3. А. Прибыткова. Как внутренне, так и внешне в нем жило два человека. Один — какой он был с теми, кого не любил и с кем ему не было хорошо. Тут он был сухой, необщительный и не очень приятный. Сергей Васильевич органически не выносил двусмысленностей, не переваривал ломанья и лжи, особенно лжи. Однажды, когда я была совсем еще маленькой девочкой, со мной произошел нехороший случай: я заупрямилась и ни за что не хотела сказать моей маме правду о чём-то. А Сергей Васильевич сидел тут же и слушал наши пререкания.
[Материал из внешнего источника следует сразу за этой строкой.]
PR #604, opened 2025-12-11
:arrow_up: Add support for vllm 0.12.0

joerunde:
# Description

So far it looks like the churn for 0.12.0 is actually not nearly as bad as 0.11.1. This bumps the upper bound and pins the lock to 0.12.0


vllm_spyre/compat_utils.py
```diff
@@ -1,5 +1,20 @@
...
 
 
 def dataclass_fields(cls: type) -> list[str]:
     return [f.name for f in fields(cls)]
+
+
+def has_argument(func: Callable, param_name: str) -> bool:
+    # Checks the signature of a method and returns true iff the method accepts
+    # a parameter named `$param_name`. This is slow and should not be used in
+    # the critical path.
```
tjohnson31415: Reading this gave me a thought: can we track this and check to make sure we don't put this in a critical path? Maybe we track the rate of calls to this function or something and WARN if it exceeds a threshold.

Or probably better: use an `@lru_cache` on this and other compatibility functions that use `inspect`.

.github/workflows/test.yml
```diff
@@ -82,7 +79,7 @@ jobs:
               repo: "git+https://github.com/vllm-project/vllm --tag v0.10.2"
             test_suite:
               name: "backward compat"
-              markers: "compat or (cpu and basic)"
+              markers: "compat or (cpu and basic) and not quantized and not static_batching"
```
tjohnson31415: Is this relying on operator precedence?
I presume we want all `compat` tests to run so we may want to be explicit:
```
compat or (cpu and basic and not quantized and not static_batching)"
```

joerunde:
bot:test
MARKERS="spyre and (cb or chunked_prefill) and not multi and not quantized"

PR #606, opened 2025-12-15
Refactor scheduler tests: split out prompt generation

joerunde:
# Description

Refactors for tkv step tests. This splits out the prompt creation from the engine validation, so that we can be very explicit about what prompts we are constructing for the tests.

IMHO, it makes the tests for these prefix edge cases more understandable, though it is a bit more verbose for the simple case where the prompts are just identical.

### DIFF
--- a/tests/e2e/test_spyre_pc_scheduler_steps.py
+++ b/tests/e2e/test_spyre_pc_scheduler_steps.py
@@ -39,12 +39,14 @@ def test_prefix_hit_within_batch(model: ModelInfo, backend: str,
     """
     monkeypatch.setenv("VLLM_SPYRE_CP_INTERLEAVE_STEPS", "0")
 
+    prompt = random_prompt(model=model, seed=0, length=192)
+
     request1 = create_request_for_scheduler_test(
         model=model,
         request_id=0,
         add_step=0,
         max_tokens=2,
-        prompt=random_prompt(model=model, seed=0, length=192),
+        prompt=prompt,
         use_golden_token_injection=True)
 
     request2 = create_request_for_scheduler_test(
@@ -52,7 +54,7 @@ def test_prefix_hit_within_batch(model: ModelInfo, backend: str,
         request_id=1,
         add_step=0,
         max_tokens=2,
-        prompt=random_prompt(model=model, seed=0, length=192),
+        prompt=prompt,
         use_golden_token_injection=True)
 
     checked_steps = [
@@ -172,8 +174,7 @@ def test_prefix_hit_decoded_block_within_batch(model: ModelInfo, backend: str,
     block is entirely prompt while the second block is a mix of prompt and
     decoded tokens. Note that the fetched prefix blocks are still part of the 
     existing decode batch. Hence we have duplicated blocks in the block table 
-    for this example. Also note that we cannot fetch a prefix and this test 
-    fails when we set n_lookaheads = [0, 0].
+    for this example.
 
     Configuration:
         * max_num_seqs: 2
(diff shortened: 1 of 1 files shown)


tests/scheduling_utils.py
```diff
@@ -38,6 +40,92 @@ def augment_checked_steps(
...
+        seed=seed,
+        num_tokens=length
+    ).prompt_token_ids
+
+def create_request_for_scheduler_test(
+    model: ModelInfo,
+    request_id: int,
+    add_step: int,
+    max_tokens: int,
+    prompt: list[int],
```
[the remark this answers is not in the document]
prashantgupta24: oh is that why you created the `random_prompt` function?

tests/e2e/test_spyre_pc_scheduler_steps.py
```diff
@@ -289,24 +289,36 @@ def test_prefix_hit_decoded_block_within_batch(
...
         monkeypatch=monkeypatch,
-        seqs_max_tokens=seqs_max_tokens,
-        prompts_lengths=prompts_lengths,
-        steps_add_reqs=steps_add_reqs,
+        requests=[request1, request2],
         checked_steps=checked_steps,
         max_num_seqs=max_num_seqs,
         max_model_len=max_model_len,
         available_blocks=available_blocks,
+        max_batch_tkv_limit=-1,
```
prashantgupta24: not sure about this

tests/e2e/test_spyre_pc_scheduler_steps.py
```diff
@@ -1161,14 +1229,27 @@ def test_multi_chunk_partial_match(model: ModelInfo, backend: str,
...
+        use_golden_token_injection=True)
+
+    request2 = create_request_for_scheduler_test(
+        model=model,
+        request_id=1,
+        add_step=0,
+        max_tokens=2,
+        prompt=request1.request.prompt_token_ids[0:254] +
+        random_prompt(model=model, seed=0, length=384 - 254),
+        use_golden_token_injection=True)
```
sducouedic: oh this is makes things actually so much simpler, no need to have the dedicated logic to create partial prefix prompt in the functions, just for a simple test. 

But I would put prompt 2 in a dedicated variable, for readability and highlighting that it is partial prefix prompt

```suggestion
    prompt2= request1.request.prompt_token_ids[0:254] +
        random_prompt(model=model, seed=0, length=384 - 254)
    request2 = create_request_for_scheduler_test(
        model=model,
        request_id=1,
        add_step=0,
        max_tokens=2,
        prompt=prompt2,
        use_golden_token_injection=True)
```

tests/e2e/test_spyre_pc_scheduler_steps.py
```diff
@@ -177,15 +183,24 @@ def test_prefix_hit_decoded_block_within_batch(
...
+        prompt=random_prompt(model=model, seed=0, length=126),
+        use_golden_token_injection=True)
+
+    request2 = create_request_for_scheduler_test(
+        model=model,
+        request_id=1,
+        add_step=67,
+        max_tokens=2,
+        prompt=request1.request.prompt_token_ids +
+        request1.hf_output["token_ids"][:2] +
```
sducouedic: here also I would put in `prompt2` variable

tests/e2e/test_spyre_pc_scheduler_steps.py
joerunde: Thanks @sducouedic! 

I went ahead and did this for all the test cases, they're all more readable now 🚀🚀🚀

tests/scheduling_utils.py
```diff
@@ -39,14 +42,81 @@ def augment_checked_steps(
...
+    # Can add golden token injection, which will ensure that the vllm output
+    # matches the hf output so that we can do logits comparisons on identical
+    # token outputs.
+
+    sampling_params = SamplingParams(max_tokens=max_tokens,
+                                     temperature=0.0,
+                                     logprobs=0,
+                                     ignore_eos=True)
+
+    hf_results = generate_hf_output(
```
yannicks1: very nice how this is afterwards used in the hf vllm comparison!

yannicks1 (approved):
This is amazing work! much more readable now. Thanks a lot @joerunde and @prashantgupta24 !

PR #608, opened 2025-12-16
[CP] Fix TKV constraint bug

sducouedic:
The tests here show the tkv and values after each step in the current implementation, third request gets scheduled when it shouldn't and the output is wrong (there is no inference error raised on cpu)

### DIFF
--- a/tests/e2e/test_logits_processors.py
+++ b/tests/e2e/test_logits_processors.py
@@ -41,19 +41,21 @@ def test_custom_logits_processor(model: ModelInfo, backend, monkeypatch,
             return logits
 
     patch_environment(
-        use_cb=mode in ["cb", "cp"],
+        use_cb=mode in ["cb", "cp", "pc"],
         warmup_shapes=warmup_shapes if mode == "sb" else None,
         backend=backend,
-        use_chunked_prefill=mode == "cp",
+        use_chunked_prefill=mode in ["cp", "pc"],
         monkeypatch=monkeypatch,
     )
 
-    spyre_model = LLM(model=model.name,
-                      revision=model.revision,
-                      max_model_len=max_model_len,
-                      max_num_seqs=max_num_seqs,
-                      max_num_batched_tokens=128 if mode == "cp" else None,
-                      logits_processors=[DummyLogitsProcessor])
+    spyre_model = LLM(
+        model=model.name,
+        revision=model.revision,
+        max_model_len=max_model_len,
+        max_num_seqs=max_num_seqs,
+        max_num_batched_tokens=128 if mode in ["cp", "pc"] else None,
+        enable_prefix_caching=mode == "pc",
+        logits_processors=[DummyLogitsProcessor])
     prompt = "Hello Logits Processors"
     params = SamplingParams(max_tokens=5, temperature=0, logprobs=0)
 


vllm_spyre/v1/worker/spyre_model_runner.py
```diff
@@ -2302,6 +2302,14 @@ def _maybe_prepare_last_prefill(self, req_id: str,
         if num_computed_tokens + num_scheduled_tokens < prompt_len:
             return
 
+        # Last prefill: we might need to update the tkv
+        req_n_blocks = len(self._get_blocks(req_id))
+        max_n_blocks = max(req_n_blocks,
+                           max(0, self.tkv - 1) // self.block_size)
```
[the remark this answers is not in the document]
joerunde: Also does this need to be `ceil((self.tkv - 1) / self.block_size)`? Because e.g. `24 // 64 == 0` but we'd want to count one block

vllm_spyre/v1/worker/spyre_model_runner.py
```diff
@@ -2302,6 +2302,14 @@ def _maybe_prepare_last_prefill(self, req_id: str,
...
+        n_left_padding = (max_n_blocks - req_n_blocks) * self.block_size
+        req_tkv = n_left_padding + prompt_len
```
joerunde: I'm on my first coffee so I might be wrong but I think there could be a bug here because it might not be true that it's the current prompt that has to get padded. Consider:

```
self.tkv = 60
prompt_len = 80
```

In this case, the sequence that's at 60 tokens will be padded, so our tkv should be 124. But I think the logic here will set it to 144. Do we need to account for all sequences in the batch here to determine the new correctly padded tkv?

vllm_spyre/v1/worker/spyre_model_runner.py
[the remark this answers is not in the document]
tjohnson31415: `self.tkv == 0` would be the case that we don't have a current decode batch?
Maybe it would be clearer to have an `if` condition for that case and just set `self.tkv = prompt_len`.

vllm_spyre/v1/worker/spyre_model_runner.py
```diff
@@ -2302,6 +2302,14 @@ def _maybe_prepare_last_prefill(self, req_id: str,
         if num_computed_tokens + num_scheduled_tokens < prompt_len:
             return
 
+        # Last prefill: we might need to update the tkv
+        req_n_blocks = len(self._get_blocks(req_id))
+        max_n_blocks = max(req_n_blocks,
+                           max(0, self.tkv - 1) // self.block_size)
+        n_left_padding = (max_n_blocks - req_n_blocks) * self.block_size
```
maxdebayser: `self._get_blocks(req_id)` doesn't include padding blocks, so this expression won't correctly result in the number of padding blocks, I think.

tests/e2e/test_spyre_cp_scheduler_steps.py
```diff
@@ -151,6 +151,161 @@ def test_prefill_tkv_too_big(model: ModelInfo, backend: str,
...
+            "finished_requests": ["1"],
+            "n_reserved_blocks": 3,
+            "n_used_blocks": 3
+        },
+        {
+            # Prefill sequence 2
+            # Left padding due to long prompt 1 can be removed, tkv is shifted
+            # back to the first block
+            #
+            # TODO: This step is failing because the tkv is still 86 right now even after the long prompt request 1 finishes
```
sducouedic: @yannicks1 opinion here?

vllm_spyre/v1/worker/spyre_model_runner.py
```diff
@@ -2302,6 +2302,16 @@ def _maybe_prepare_last_prefill(self, req_id: str,
...
             return
 
+        # Last prefill: we might need to update the tkv
+        req_n_blocks = len(self._get_blocks(req_id))
+        cur_n_blocks = math.ceil(self.tkv / self.block_size)
+        new_n_blocks = max(req_n_blocks, cur_n_blocks)
+        assert new_n_blocks > 0
+        base_n_tokens = (new_n_blocks - 1) * self.block_size
+        req_tkv_new_block = base_n_tokens + prompt_len % self.block_size
+        cur_tkv_new_block = base_n_tokens + self.tkv % self.block_size
```
yannicks1: this is treating the boundary case wrong when `prompt_len` is a multiple of the block size it should add 64 (block_size) but it adds 0.

tests/e2e/test_spyre_cp_scheduler_steps.py
sducouedic: thanks so much for investigating. 

> accept that we are suboptimal because the tkv our scheduler sees does not consider sequences that just left the batch in the last step.

this first solution makes sense to me, it is not dramatic to wait for one decode step to get the tkv updated. seems low priority to address this issue indeed. I'll update the tkv steps for that case

vllm_spyre/v1/worker/spyre_model_runner.py
sducouedic: oh good point

tests/e2e/test_spyre_pc_scheduler_steps.py
```diff
@@ -262,7 +262,8 @@ def test_prefix_hit_decoded_block_within_batch(model: ModelInfo, backend: str,
         {   # prefill chunk 1 seq 1
             # prefix hit of the two blocks in the first chunk
             "step": 68,
-            "tkv": 192, # why not 193
+            # use unchanged tkv of seq 0, since seq 1 is still prefilling
```
yannicks1: nit: as mentioned above, I would add comments like these to other non-last chunk prefills ...

yannicks1 (commented):
I think it looks reasonable @sducouedic ! Want to go over it one last time on Monday before approving as this touches the core of the code. 

If we can get some more eyes on it, that would be great @joerunde @tjohnson31415 @maxdebayser

vllm_spyre/v1/worker/spyre_model_runner.py
```diff
@@ -2316,6 +2316,18 @@ def _maybe_prepare_last_prefill(self, req_id: str,
         if num_computed_tokens + num_scheduled_tokens < prompt_len:
             return
 
+        # Last prefill: we might need to update the tkv
+        req_n_blocks = len(self._get_blocks(req_id))
```
yannicks1: is there scenarios where 
```
req_n_blocks = len(self._get_blocks(req_id))
```
is not equivalent to 
```
req_n_blocks = math.ceil(prompt_len / self.block_size)
```
?
if not so, it might be easier to understand...

vllm_spyre/v1/worker/spyre_model_runner.py
```diff
@@ -2316,6 +2316,18 @@ def _maybe_prepare_last_prefill(self, req_id: str,
...
+        cur_n_blocks = math.ceil(self.tkv / self.block_size)
+        new_n_blocks = max(req_n_blocks, cur_n_blocks)
+        assert new_n_blocks > 0
+        base_n_tokens = (new_n_blocks - 1) * self.block_size
+        req_tkv_new_block = base_n_tokens + (prompt_len -
+                                             1) % self.block_size + 1
+        cur_tkv_new_block = base_n_tokens + (self.tkv -
+                                             1) % self.block_size + 1
```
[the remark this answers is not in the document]
joerunde: I think this makes sense to me too. In my head I think of it like:
```python
tkv_modulo = max(self.tkv % 64, prompt_len % 64)
self.tkv = new_n_blocks * 64 + tkv_modulo
```
and this looks like what's happening here.

Maybe in the future we can refactor things a bit so that there's only one place where tkv is calculated. Currently it's a side effect of `_prepare_decode`, which we _could_ call after adding this request to `self.input_batch` a few lines down here, but that would be fairly awkward.

A future:
```python
self.input_batch.add_request(request)

self.tkv = self.input_batch.calculate_tkv()
```
would be nice!

joerunde (approved):
lgtm, 🤞 we can get tests passing

PR #367, opened 2018-04-24
New secondary and main svg

mwernimont:
So changed svg-container to main svg as it has the code for the big fancy interactive SVG.  The secondary was needed to avoid them inheriting the main-svg width CSS on Desktop. 

I think this works for now, but maybe some more thought needs to go into this for fixing IE and having the ability to do as many fancy SVG's as we want as easily as we can.

### DIFF
--- a/inst/css/content.css
+++ b/inst/css/content.css
@@ -30,7 +30,7 @@ body {
 /*IE SVG Width Fix*/
 @media screen and (-ms-high-contrast: active), (-ms-high-contrast: none){
     .main-svg svg{
-      width: 100%;
+      width:100%;
       height:600px;
     }
     
--- a/inst/css/content.css
+++ b/inst/css/content.css
@@ -29,19 +29,24 @@ body {
 
 /*IE SVG Width Fix*/
 @media screen and (-ms-high-contrast: active), (-ms-high-contrast: none){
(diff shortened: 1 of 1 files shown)


mwernimont:
On a CSS change?  What did I do!?

mwernimont:
Error: package ‘devtools’ was installed by an R version with different internals; it needs to be reinstalled for use with this R version
Execution halted
The command "Rscript -e 'devtools::install_github(c("jimhester/covr", "richfitz/remake", "USGS-R/grithub"), build_vignettes = FALSE)'" failed and exited with 1 during .

mwernimont:
Got ya.  I couldn't imagine it had a problem with the changes. lol

aappling-usgs:
Yeah, same error twice =(. It's clearly not getting to the point of testing any of your changes, and I've been bitten by overconfidence that changes won't affect the build before...but in the interest of keeping on keeping on with water use, I'm going to merge. :crossed_fingers:

aappling-usgs:
Oh, crud, I forgot to ask you to increment the package version and require the new version in water-use-15 within these PRs i just closed =(.

mwernimont:
Ugh, that gonna be a big issue?  I'm trying to help not inhibit. :(

PR #369, opened 2018-04-25
custom GA dimensions in gtag config

wdwatkins:


wdwatkins:
This sets up custom dimensions dimensions that we will send with the GA events (I should have a PR soonish in the water-use viz that utilizes this).  Mostly I think this is mapping the names "timestamp" to the dimension indices, so we can reference the descriptive name instead of the index.

wdwatkins:
```
Error: package ‘devtools’ was installed by an R version with different internals; it needs to be reinstalled for use with this R version
```

Any idea what this is about?  Does travis have R 3.5 installed now or something?

aappling-usgs:
Travis: sigh. I think it might be this: https://github.com/travis-ci/travis-ci/issues/9540. Same thing was happening with Marty's also-very-small PR. Could you just confirm that `devtools::check()` works locally for you? Expecting 0 warnings, 0 errors, 1 note about use of `:::`.

PR #372, opened 2018-04-26
testing travis

ldecicco-USGS:


ldecicco-USGS:
OK, so I think I've fixed the devtools thing. I was reading "It is because you are using `sudo: required` and when that happens the devtools binary is installed, but the binaries in Michael Rutter’s PPA apparently have not been updated for the new release, and the old binaries are not ABI compatible with 3.5"....

So anyway, now travis is failing on some testthat stuff:
```
Failure: publishLandingPage works (@tests-publishLandingPage.R#18)  ──────
  any(grepl("climate-change-walleye-bass", index)) isn't true.
```

aappling-usgs:
Hey, cool, kudos for fixing the devtools issue!

PR #381, opened 2018-06-13
Fix for R 3.5

ldecicco-USGS:


ldecicco-USGS:
Fixes the landing page bug that is introduced in R 3.5

PR #386, opened 2018-07-19
customizing GA tracking snippet so custom dims start with values

wdwatkins:
I moved the functions for creating the `timestamp` and `sessionId` variables into the tracking snippet in the template.  The main idea here is to send a value for `sessionId` (`timestamp` is less necessary) along with the initial pageview hit.  Before (i.e. in the water use viz) we were relying on another event happening that would set the `sessionId` dimension.  But, if a user never interacted with the page, that never happened, and so a sessionId was never set.  With this change, the session ID should be set right from the start.

For some reason, Google doesn't give you NAs in custom dimensions, results just get left out that don't have them, which makes figuring out sessions that didn't do something a hassle.  

This works fine as far as GA is concerned, but is there any reason not to do this, load time performance or something?


wdwatkins:
Also, for `sessionId`, we could conceivably just reuse the variable created here and pass it in to all the functions that have GA events in them.  There isn't really a need to generate it more than once.

wdwatkins:
sounds good

aappling-usgs:
Oh, may not have been thinking right about `timestamp`...does that need to be generated on the fly for every new call to `gtag`? in that case, could you just define it as `'timestamp': getTimestamp()` within the arguments passed to `gtag` rather than assigning it to a variable first?

PR #387, opened 2018-07-20
namespace analytics vars, bump version

wdwatkins:


inst/templates/fullPage.mustache
```diff
@@ -19,18 +19,19 @@
       window.dataLayer = window.dataLayer || [];
       function gtag(){dataLayer.push(arguments)};
       gtag('js', new Date());
-      function getTimestamp() {return new Date().getTime().toString()}
-      function getSessionId() {return new Date().getTime() + '.' + Math.random().toString(36).substring(5)}
-      var sessionId = getSessionId();
-      var timestamp = getTimestamp();
+      var analytics = {
+        sessionId: (new Date().getTime() + '.' + Math.random().toString(36).substring(5)),
+        getTimestamp: function(){return new Date().getTime().toString()}
```
aappling-usgs: ooh, great idea!

wdwatkins: I believe you recommended it 😉

aappling-usgs: LOL - only partly =). I hadn't thought of putting the function itself into the `analytics` object

PR #389, opened 2018-10-02
kick off different webpack build configs for dev vs prod

lindsaycarr:
Tested this with `gage-conditions`. The dev bundle.js was 1.2 MB and the beta bundle.js was 250 KB.

```
vizlab::vizmake(webpack_build_cfg = "dev") # uses webpack --mode development
vizlab::vizmake(webpack_build_cfg = "beta") # uses webpack --mode production
```


mwernimont:
Nice!

PR #390, opened 2018-10-03
content.css addition

lindsaycarr:
Thanks to some quick screensharing with @mwernimont, we figured out why the header and footer spacing looked strange in `gage-conditions` (see https://github.com/USGS-VIZLAB/gage-conditions/issues/20). We updated `content.css` with the necessary style specs and increased the version.

### DIFF
--- a/DESCRIPTION
+++ b/DESCRIPTION
@@ -1,8 +1,8 @@
 Package: vizlab
 Type: Package
 Title: Utilities for building online data visualizations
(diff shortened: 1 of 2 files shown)


lindsaycarr:
Errors are still those same tests failing that have nothing to do with my tiny CSS change.

mwernimont:
I approve this PR

PR #393, opened 2018-10-29
drop imager from publish/thumbnail

wdwatkins:


wdwatkins:
Travis failed because of a Github API rate limit error 😕

PR #156, opened 2026-03-05
Make discovery token names user-specific to avoid collisions

### LINKED ISSUE #153: `af instances discover` astro backend tries to create tokens with the same name
We have multiple users trying to use the Airflow skills and MCP with Claude. The easiest way to set this up is with the handy `af instances discover` command. However, for Astro instances, the name of the token it generates is hardcoded [here](https://github.com/astronomer/agents/blob/main/astro-airflow-mcp/src/astro_airflow_mcp/discovery/astro_cli.py#L75). So whenever someone else runs this command it fails because they don't already have the token. It would be great if these tokens could be uniquely named OR if we can just reuse the token from the Astro CLI (much prefer this second option as opposed to having a bunch of adhoc tokens lying around).

tayloramurphy:
## Summary

Fixes #153

- Discovery token names were hardcoded as `af-cli-discover`, causing collisions when multiple users ran `af instances discover` on the same deployment
- Token names are now user-specific (e.g., `af-discover-taylor-murphy`) using the Astro CLI email from `~/.astro/config.yaml`, with OS username as fallback
- Token name is resolved once at backend init and reused for the session

## Test plan

- [x] Existing tests updated and passing (85 total)
- [x] Run `af instances discover astro --dry-run` and verify token name includes your username

### DIFF
--- a/astro-airflow-mcp/src/astro_airflow_mcp/discovery/astro_cli.py
+++ b/astro-airflow-mcp/src/astro_airflow_mcp/discovery/astro_cli.py
@@ -3,6 +3,7 @@
 from __future__ import annotations
 
 import getpass
+import os
 import re
 import shutil
 import subprocess  # nosec B404 - subprocess is needed for CLI wrapper
@@ -108,7 +109,10 @@ class AstroCli:
         email = self._get_user_email()
         if email:
             return email.split("@")[0]
-        return getpass.getuser()
+        try:
+            return getpass.getuser()
+        except KeyError:
+            return "unknown"
 
     def _get_user_email(self) -> str | None:
         """Get the user's email from Astro CLI config.
@@ -116,7 +120,8 @@ class AstroCli:
         Returns:
             Email string or None if unavailable
         """
-        config_path = Path.home() / ".astro" / "config.yaml"
+        astro_home = os.environ.get("ASTRO_HOME", Path.home() / ".astro")
+        config_path = Path(astro_home) / "config.yaml"
         if not config_path.exists():
             return None
 
--- a/astro-airflow-mcp/tests/test_astro_cli.py
+++ b/astro-airflow-mcp/tests/test_astro_cli.py
@@ -534,6 +534,34 @@ class TestTokenName:
         with patch("astro_airflow_mcp.discovery.astro_cli.Path.home", return_value=tmp_path):
             assert cli._get_user_email() is None
 
+    def test_get_token_name_falls_back_to_unknown_when_getuser_fails(self):
+        """Test token name falls back to 'unknown' when getpass.getuser() raises KeyError."""
+        cli = AstroCli()
+        with (
+            patch.object(cli, "_get_user_email", return_value=None),
+            patch(
+                "astro_airflow_mcp.discovery.astro_cli.getpass.getuser",
+                side_effect=KeyError("no user"),
+            ),
+        ):
+            assert cli.get_token_name() == "af-discover-unknown"
+
+    def test_get_user_email_respects_astro_home(self, tmp_path):
+        """Test _get_user_email uses ASTRO_HOME env var when set."""
+        custom_astro_home = tmp_path / "custom_astro"
+        custom_astro_home.mkdir()
+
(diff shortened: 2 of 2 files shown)


astro-airflow-mcp/src/astro_airflow_mcp/discovery/astro.py
```diff
@@ -49,15 +49,19 @@ class AstroDiscoveryBackend:
...
         Args:
             cli: Optional AstroCli instance (creates one if not provided)
         """
         self._cli = cli or AstroCli()
+        self._token_name = self._cli.get_token_name()
+
+    @property
+    def token_name(self) -> str:
+        """Get the user-specific token name for discovery."""
+        return self._token_name
```
kaxil, line 69: No migration path for existing `af-cli-discover` tokens. Users who already ran discovery will have tokens with the old name — after this change `token_exists()` checks the new name, so discovery will create a **second** token on the same deployment and the old one becomes orphaned. Worth at least a log/warning when the legacy name is found, or a note in the README telling users to clean up.

astro-airflow-mcp/src/astro_airflow_mcp/discovery/astro_cli.py
```diff
@@ -72,12 +74,70 @@ class AstroCli:
...
+            return f"{self.TOKEN_NAME_PREFIX}-{normalized}"
+        return self.TOKEN_NAME_PREFIX
+
+    def _get_user_identifier(self) -> str:
+        """Get a deterministic user identifier.
+
+        Tries user_email from ~/.astro/config.yaml first (email local part),
+        then falls back to the OS username.
+
+        Returns:
```
kaxil, line 106: `getpass.getuser()` can raise `KeyError` on environments where `LOGNAME`/`USER`/`USERNAME` are unset and there is no pwd entry. Since this runs at `AstroDiscoveryBackend.__init__` time, an unhandled exception here would break construction. Wrapping in try/except with a fallback (e.g. `"unknown"`) would be safer.

astro-airflow-mcp/src/astro_airflow_mcp/discovery/astro_cli.py
```diff
@@ -72,12 +74,70 @@ class AstroCli:
...
+
+        Generates a deterministic token name like 'af-discover-firstname-lastname'
+        using the user's Astro email, or OS username as fallback. This avoids
+        collisions when multiple users run discovery on the same deployment.
+
+        Returns:
+            Token name string (e.g., 'af-discover-firstname-lastname')
+        """
+        identifier = self._get_user_identifier()
+        normalized = re.sub(r"[^a-z0-9]+", "-", identifier.lower()).strip("-")
```
kaxil, line 95: Hardcodes `~/.astro/config.yaml` — this bypasses any `ASTRO_HOME` override the user might have set. Minor, but worth noting since the rest of the class delegates to the CLI binary which respects that env var.

astro-airflow-mcp/src/astro_airflow_mcp/discovery/astro.py
kaxil: cc @schnie if you have any suggestions

schnie: Yea I suppose actually deleting the old named token might not be advisable either since someone else on the team may be using it still 🤔 . Yea maybe just a warning message if the old naming convention is found in their astro tokens.

schnie: Added a warning message.

astro-airflow-mcp/src/astro_airflow_mcp/discovery/astro_cli.py
schnie: Fixed.

astro-airflow-mcp/src/astro_airflow_mcp/discovery/astro_cli.py
schnie: Fixed.

PR #185, opened 2026-04-15
Add ruff-airflow-rule skill for creating AIR lint rules

Dev-iL:
The new SKILL guides contributors through the full workflow of adding a new Airflow-specific lint rule to Ruff: rule selection, code authoring, registration, test fixtures, snapshot acceptance, and validation against a local Airflow repo.

Covers both general best-practice rules (AIR0xx, AIR2xx) and Airflow 2→3 migration rules (AIR301–AIR321), with templates, shared-helper references, documentation conventions, and dual-dispatch patterns for TaskFlow and operator APIs.

### DIFF
--- a/skills/ruff-airflow-rule/SKILL.md
+++ b/skills/ruff-airflow-rule/SKILL.md
@@ -1,0 +1,897 @@
+---
+name: ruff-airflow-rule
+description: This skill should be used when the user asks to "add a new airflow rule", "create an airflow lint rule", "implement an airflow inspection", "new AIR rule", or discusses creating Ruff linter rules in the airflow category.
+---
+
+# Creating a New Airflow Lint Rule in Ruff
+
+This skill guides creating new Airflow-specific lint rules (AIR prefix) in the Ruff codebase.
+
+## Pre-Implementation: Gather Context
+
+**Before writing any code, ask the user the following questions (if not already answered in their request):**
+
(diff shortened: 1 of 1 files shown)


kaxil (commented):
Apologies for the delay, I thought about this, I think this should stay in Airflow repo instead of https://github.com/astronomer/agents -- since it is more for developers than for end users

Dev-iL:
I see what you're saying, and it's true that this skill is not "the problem" of this repo.

Here's the issue I see with your suggestion: a skill like this works against the Ruff repo. The Airflow repo is not currently set up to be installable as a plugin, so including this skill there will create a non-standard multi-repo workflow where the user runs an agent in Ruff but tells it to use a skill from Airflow, or runs the agent in Airflow and tell it to modify another repo. Doing it this way will result in a bad developer experience and likely cause the skill to be undiscoverable and unused.

The options I see are:
1. Add a marketplace to Airflow and put this skill there.
2. Add it under the Ruff repo - a direction that's being explore here: https://github.com/astral-sh/ruff/discussions/24812
3. Create a dedicated plugin for it in a separate repo. An overkill but is the easiest solution where it comes to community approvals.

kaxil:
2. Is a good option

Even without 2, if it is in Airflow repo, the only thing that needs to be done, is `/add-dir /path/to/ruff/repo`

Случайно я взглянула на него и увидела его глаза: колючие, суровые, жесткие. Таких глаз я у него прежде никоща не видала. Мне стало стыдно и очень страшно, — я как сейчас помню тогдашнее мое состояние, тяжелое самочувствие. Я расплакалась и сквозь слезы созналась, что солгала. Когда Рахманинов говорил с неприятным ему человеком, он был холодный, скованный и резкий, у него даже цвет глаз менялся, делался каким-то темным, стальным. Недоумевающий сухой взгляд, натянутая улыбка, как будто он замкнулся в непроницаемую броню холодности и почти оскорбительного презрения. Голос, обычно ласковый, мягко рокочущий на низких басовитых нотах, делался грубоватым и бестембровым. <...>

... После обеда, если никого и1 гостей нет, начиналось веселье; Сергей Васильевич играл нам, детям, всякую всячину, и мы это обожали. А иногда мы втроем <...> играли на тему "собачьего вальса" — коллективные вариации композиторов: Бородина, Римского-Корсакова, Лядова, Кюи и Щербачева. Основную музыку играл Рахманинов, а мы только подыгрывали тему "собачьего вальса". И как красиво выходило!.. Сергей Васильевич любил эту вещь, ему нравилось тонкое музыкальное остроумие вариаций.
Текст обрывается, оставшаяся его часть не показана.